◆ TRY IT
Lines before the one containing "- Renamed other logger functions" are to be skipped; reproduce that line and the rest of the records below exactly.

◆ INPUT RECORDS
PR #225, opened 2022-05-24
Renaming endl to RESTendl and other loggers functions

juanangp:
juanangp Large: 1276 [](https://gitlab.cern.ch/rest-for-physics/framework/-/commits/RESTendl)

This PR try to address the misleading use of custom `endl` and renames the different custom logger functions:
- Renamed custom `endl` to `RESTendl`. Note that we have 2 different ´RESTendl´. `endl_t RESTendl` inside `TRestMetadata` and `static RESTendl` inside `TRestStringOuput`. However, the implementation has not been changed.
- Renamed other logger functions
  - `info` --> `RESTInfo`  
  - `debug` --> `RESTDebug`
  - `essential` --> `RESTEssential`
  - `warning` --> `RESTWarning`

◆ SOLVED EXERCISE
- Renamed other logger functions
  - `info` --> `RESTInfo`  
  - `debug` --> `RESTDebug`
  - `essential` --> `RESTEssential`
  - `warning` --> `RESTWarning`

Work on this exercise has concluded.